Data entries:
....

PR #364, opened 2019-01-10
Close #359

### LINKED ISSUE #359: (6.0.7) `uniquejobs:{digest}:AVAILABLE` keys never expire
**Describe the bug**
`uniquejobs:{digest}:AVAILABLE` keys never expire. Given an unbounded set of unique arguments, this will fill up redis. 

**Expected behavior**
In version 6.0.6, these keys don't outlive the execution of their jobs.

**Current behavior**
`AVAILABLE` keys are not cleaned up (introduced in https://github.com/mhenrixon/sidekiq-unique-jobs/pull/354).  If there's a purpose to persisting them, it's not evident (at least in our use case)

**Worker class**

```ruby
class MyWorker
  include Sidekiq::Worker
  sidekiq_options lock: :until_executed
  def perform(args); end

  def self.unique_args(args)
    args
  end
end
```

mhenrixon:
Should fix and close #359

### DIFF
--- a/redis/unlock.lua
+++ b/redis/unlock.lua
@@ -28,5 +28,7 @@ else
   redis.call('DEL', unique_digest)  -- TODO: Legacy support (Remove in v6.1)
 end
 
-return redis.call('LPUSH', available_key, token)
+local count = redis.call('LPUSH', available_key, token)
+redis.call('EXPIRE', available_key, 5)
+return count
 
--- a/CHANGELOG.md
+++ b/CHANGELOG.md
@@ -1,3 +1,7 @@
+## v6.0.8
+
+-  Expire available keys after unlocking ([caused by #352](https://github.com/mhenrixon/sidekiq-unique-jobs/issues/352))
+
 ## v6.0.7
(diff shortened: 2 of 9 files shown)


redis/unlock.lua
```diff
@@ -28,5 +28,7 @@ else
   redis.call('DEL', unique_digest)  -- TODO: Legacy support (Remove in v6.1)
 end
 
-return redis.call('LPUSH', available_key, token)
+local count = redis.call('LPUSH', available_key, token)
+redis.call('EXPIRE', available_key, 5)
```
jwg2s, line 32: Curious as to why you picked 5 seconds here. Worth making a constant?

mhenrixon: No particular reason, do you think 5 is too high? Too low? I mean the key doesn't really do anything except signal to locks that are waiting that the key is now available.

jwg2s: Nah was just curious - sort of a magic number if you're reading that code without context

....

Instructions for the task >> Could you repeat every record above exactly as it stands?

Solution to this problem >>
PR #364, opened 2019-01-10
Close #359

### LINKED ISSUE #359: (6.0.7) `uniquejobs:{digest}:AVAILABLE` keys never expire
**Describe the bug**
`uniquejobs:{digest}:AVAILABLE` keys never expire. Given an unbounded set of unique arguments, this will fill up redis. 

**Expected behavior**
In version 6.0.6, these keys don't outlive the execution of their jobs.

**Current behavior**
`AVAILABLE` keys are not cleaned up (introduced in https://github.com/mhenrixon/sidekiq-unique-jobs/pull/354).  If there's a purpose to persisting them, it's not evident (at least in our use case)

**Worker class**

```ruby
class MyWorker
  include Sidekiq::Worker
  sidekiq_options lock: :until_executed
  def perform(args); end

  def self.unique_args(args)
    args
  end
end
```

mhenrixon:
Should fix and close #359

### DIFF
--- a/redis/unlock.lua
+++ b/redis/unlock.lua
@@ -28,5 +28,7 @@ else
   redis.call('DEL', unique_digest)  -- TODO: Legacy support (Remove in v6.1)
 end
 
-return redis.call('LPUSH', available_key, token)
+local count = redis.call('LPUSH', available_key, token)
+redis.call('EXPIRE', available_key, 5)
+return count
 
--- a/CHANGELOG.md
+++ b/CHANGELOG.md
@@ -1,3 +1,7 @@
+## v6.0.8
+
+-  Expire available keys after unlocking ([caused by #352](https://github.com/mhenrixon/sidekiq-unique-jobs/issues/352))
+
 ## v6.0.7
(diff shortened: 2 of 9 files shown)


redis/unlock.lua
```diff
@@ -28,5 +28,7 @@ else
   redis.call('DEL', unique_digest)  -- TODO: Legacy support (Remove in v6.1)
 end
 
-return redis.call('LPUSH', available_key, token)
+local count = redis.call('LPUSH', available_key, token)
+redis.call('EXPIRE', available_key, 5)
```
jwg2s, line 32: Curious as to why you picked 5 seconds here. Worth making a constant?

mhenrixon: No particular reason, do you think 5 is too high? Too low? I mean the key doesn't really do anything except signal to locks that are waiting that the key is now available.

jwg2s: Nah was just curious - sort of a magic number if you're reading that code without context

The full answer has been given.